### Records supplied
PR #220, opened 2023-06-07
Add sponge implementation for const generic input len

moCello:
This is needed for halving the gate count of the merkle opening in half


moCello:
closing this PR due to github hickups

PR #221, opened 2023-06-07
Add sponge for merkle hashing over fixed input len

### LINKED ISSUE #215: Add sponge framework over fixed size input
#### Summary
Add a sponge fuction that is generic over the input length and therefore doesn't need to add a padding at the end of the input, saving a full computation when the input length is dividable by the rate.

This should be the default sponge function, as the sponge function with variable input length is expected to be used less.

#### Additional context
See [this paper](https://hackmd.io/bHgsH6mMStCVibM_wYvb2w) for more info

moCello:
Resolves: #215


xevisalle (changes requested):
To me, having to call `sponge::MERKLE::hash(...)` each time I want to hash something, even if it isn't part of the Merkle tree, adds a lot of confusion to the code. I strongly suggest to change this.

moCello:
> To me, having to call sponge::MERKLE::hash(...) each time I want to hash something, even if it isn't part of the Merkle tree, adds a lot of confusion to the code. I strongly suggest to change this.

the normal sponge functions are still used for arbitrary hashing. So when you want to get the poseidon hash for your own type, you need to use the normal `sponge::hash` and `sponge::gadget`. The specific `sponge::merkle::hash` and `sponge::merkle::gadget` functions from this PR are *only* used for the hashing of the levels in a merkle tree. They basically only for internals (i.e. you would only use them when you want to make your own merkle tree)

xevisalle (approved):

PR #230, opened 2023-06-28
Add rkyv features again

moCello:
They were removed when the merkle tree got removed but they are still needed for the cipher


xevisalle (approved):
LGTM

PR #241, opened 2024-01-16
Restructure crate features

### LINKED ISSUE #184: Restructure crate features
The features of a crate should be named accordingly to the features they enable, and not the names or technicalities of its dependencies. I propose a restructuring of the features of this crate.

Currently the features included with this crate are:
```text
default
alloc
rkyv-impl
```

Almost the entire crate sits behind the `alloc` feature with following exceptions:
```text
cipher::PoseidonCipher                                                                                   
perm_uses::two_outputs                                                                                   
sponge::hash                                                                                             
sponge::truncated::hash 
```

I propose that this is terribly confusing, and as such we should rethink the features of the crate.

moCello:
Resolves #184


.github/workflows/dusk_ci.yml
ureeves, line 1: Are the `no_std` tests removed?

Cargo.toml
ureeves, line 1: You add the `cipher` and `zk` features, and remove the `alloc` feature. I think this should probably be added explicitly in the changelog.

src/lib.rs
```diff
@@ -5,12 +5,13 @@
 // Copyright (c) DUSK NETWORK. All rights reserved.
 
 #![no_std]
-#![cfg_attr(feature = "alloc", warn(missing_docs), doc = include_str!("../README.md"))]
+#![doc = include_str!("../README.md")]
+#![deny(missing_docs)]
 
-#[cfg(feature = "alloc")]
 extern crate alloc;
```
ureeves: Do we use the `alloc` crate explicitly at all?

ureeves (approved):
Looks good. I would just ask that you add the features changes to the changelog explicitly, and take a look at the crate if the `alloc` crate is used explicitly at all. If not you can also remove `extern crate alloc`.

.github/workflows/dusk_ci.yml
moCello: As far as I understand, since I removed the `default` feature set, all tests are essentially `no_std`. So I removed the `no_std` test.

src/lib.rs
moCello: Actually we don't, good catch! I removed it

PR #242, opened 2024-01-18
Move hades permutation into poseidon lib

### LINKED ISSUE #240: Move hades permutation in this crate
#### Summary
Move the hades-based permutation into this crate.
Poseidon in it's core is a sponge framework that operates on a hades-based permutation. This permutation should also be defined in the same crate.

moCello:
Resolves #240


src/lib.rs
```diff
@@ -18,3 +18,6 @@ pub mod perm_uses;
 
 /// Implementation for the Poseidon Sponge hash function
 pub mod sponge;
+
+/// Implementation of the Poseidon permutation based on the Hades strategy
+pub mod hades;
```
xevisalle, line 23: Is pub necessary?

xevisalle (approved):
LGTM

src/lib.rs
moCello: That is indeed debatable! For this PR I wanted to simply port everything from hades without doing a lot of changes and since the crate was public, I though it makes sense to make the `hades` module in our poseidon library public as well. I opened an issue to only expose two permutation functions (one normal and the gadget) and the hades `WIDTH` #243

moCello: I'll merge this PR and we continue the discussion in #243

PR #254, opened 2024-03-19
Add encryption and decryption

### LINKED ISSUE #236: Allow to encrypt different plaintext sizes
#### Summary
At the moment, PoseidonCipher allows to encrypt messages whose size is always 2 BlsScalars. We need to allow for encryption of custom sizes.

For encrypting Citadel Requests, we are currently using 3 instances of the cipher, which involves needed to store onchain 2 extra nonces that are unnecessary. For encrypting Citadel Licenses, we need two instances, which means 1 extra nonce onchain.

This approach would be useful also for standard Phoenix Notes, if we allow to include the metadata per each note.

moCello:
Resolves #236


ureeves (approved):
Very nice! LGTM!

PR #262, opened 2024-04-17
Change finalize to return the hash directly

### LINKED ISSUE #259: Let `finalize` return the hash directly and not wrapped into a `Result`
#### Summary
Change `finalize` in both `Hash` and `HashGadget` to return the hash directly. We can do this since we start and finish the `Safe` instance in the same method and hence have direct control over the correctness of the io-pattern (which is the only way the method would error), i.e. an error is in fact not possible.

moCello:
Resolves #259


xevisalle (approved):

ureeves (approved):
Nice! LGTM

PR #276, opened 2026-03-27
AI-friendliness pass

moCello:
## Summary

Add Makefile, update CI to use inline `make` targets on `core` runners with `dsherret/rust-toolchain-file@v1`, add a `no-std` bare-metal CI job, update `rustfmt.toml` with import grouping and field shorthand, reformat code, create `AGENTS.md` with full project documentation, and replace `CLAUDE.md` with a symlink to it.


xevisalle (approved):
LGTM

PR #282, opened 2026-06-18
Apply optimizations

### LINKED ISSUE #281: Optimize Poseidon permutation constraints without changing hash outputs
#### Summary
The current Poseidon/Hades252 gadget applies a dense width-5 MDS matrix after every round. In partial rounds, this costs 10 addition gates per round even though only one state element passes through the S-box. Since the crate is used in ZK circuits and consensus-critical hash paths, reducing these constraints without changing outputs would improve proving performance while preserving compatibility.

Implement the standard optimized Poseidon schedule by deriving compressed round constants, a pre-sparse matrix, and sparse partial-round matrices from the existing Hades252 constants and MDS matrix. The implementation must preserve all existing hash outputs, native/gadget equivalence, encryption behavior, and no_std support.

xevisalle:
Closes: #281 

This PR optimizes the internal Poseidon/Hades252 permutation schedule and the PLONK gadget representation while preserving the existing hash function, outputs, and public APIs.

### Changes

  - Adds precomputed optimized constants derived from the existing `assets/arc.bin` and `assets/mds.bin`.
  - Replaces the internal round schedule with an algebraically equivalent optimized schedule using compressed constants, one pre-sparse matrix, and
  sparse MDS matrices for partial rounds.
  - Updates both scalar and PLONK gadget permutation implementations.
  - Further optimizes the PLONK gadget by:
    - folding the first full-round constants directly into the first S-box constraints;
    - representing partial-round sparse MDS state as bounded linear expressions for two rounds at a time;
    - materializing those expressions only when needed by an S-box or later full round.
  - Adds a test-only legacy permutation implementation and verifies it matches the optimized permutation over fixed and deterministic randomized
  states.
  - Adds a negative hash-gadget test proving that an incorrect public digest cannot satisfy the circuit.
  - Adds documentation for the gadget constraint optimization.
  - Updates the changelog.

### Why this remains safe

  - This does not introduce Poseidon2 or new Poseidon parameters.
  - It does not change the field, width, alpha, round counts, round constants, MDS matrix, SAFE domains, serialization, or output encoding.
  - Existing fixed Poseidon hash vectors still pass.
  - The `optimized_matches_legacy_permutation` test compares the optimized implementation directly against the original round-constant/MDS schedule.
  - Gadget outputs are still checked against native outputs by existing proof tests.
  - The circuit remains constrained: S-box inputs are materialized before non-linear gates, linear expressions are constrained when materialized, and
  constants remain fixed in code.
  - Encryption/decryption gadget negative tests still pass.
  - The new `incorrect_hash_output_fails` test checks that a wrong hash output cannot be proven.

### Expected impact

  - Sparse partial-round MDS reduces partial-round linear-layer cost from 10 add gates to 6 add gates per partial round.
  - The first optimization step reduces the approximate raw permutation cost from about 985 gates to about 745 gates.
  - The additional gadget-local expression optimization reduces the measured raw permutation cost further to about 650 gates with `dusk-plonk` 0.23.
  - These counts are performance measurements, not protocol invariants; Poseidon semantics and outputs are unchanged.


HDauven (commented):
LGTM but can we include a deterministic generator or test for optimized_constants.rs? Unless you and @moCello think it's unnecessary.

The comments say OPT_ROUND_CONSTANTS, PRE_SPARSE_MATRIX and SPARSE_MATRICES are derived from `assets/arc.bin` and `assets/mds.bin`. Because this is consensus critical hash code, I'd like the PR to make that derivation reproducible rather than requiring reviewers to trust a large scalar table.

### Problem to work on
Only one stretch of the entries above is wanted: the lines from the one containing "Resolves #259" through the one containing "PR #282, opened 2026-06-18". Please reproduce it exactly.

### Response box
Resolves #259


xevisalle (approved):

ureeves (approved):
Nice! LGTM

PR #276, opened 2026-03-27
AI-friendliness pass

moCello:
## Summary

Add Makefile, update CI to use inline `make` targets on `core` runners with `dsherret/rust-toolchain-file@v1`, add a `no-std` bare-metal CI job, update `rustfmt.toml` with import grouping and field shorthand, reformat code, create `AGENTS.md` with full project documentation, and replace `CLAUDE.md` with a symlink to it.


xevisalle (approved):
LGTM

PR #282, opened 2026-06-18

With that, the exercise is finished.